#### WHAT IS BEING ASKED:
Lines containing the word "EventCounts" in the data below: say how many, with no other text.

[Dataset entries]

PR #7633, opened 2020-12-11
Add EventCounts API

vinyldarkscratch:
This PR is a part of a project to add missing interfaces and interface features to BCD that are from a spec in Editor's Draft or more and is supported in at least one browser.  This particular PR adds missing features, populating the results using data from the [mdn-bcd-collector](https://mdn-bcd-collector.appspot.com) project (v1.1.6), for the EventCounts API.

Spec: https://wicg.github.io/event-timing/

#### ANSWER TO THIS TASK:
2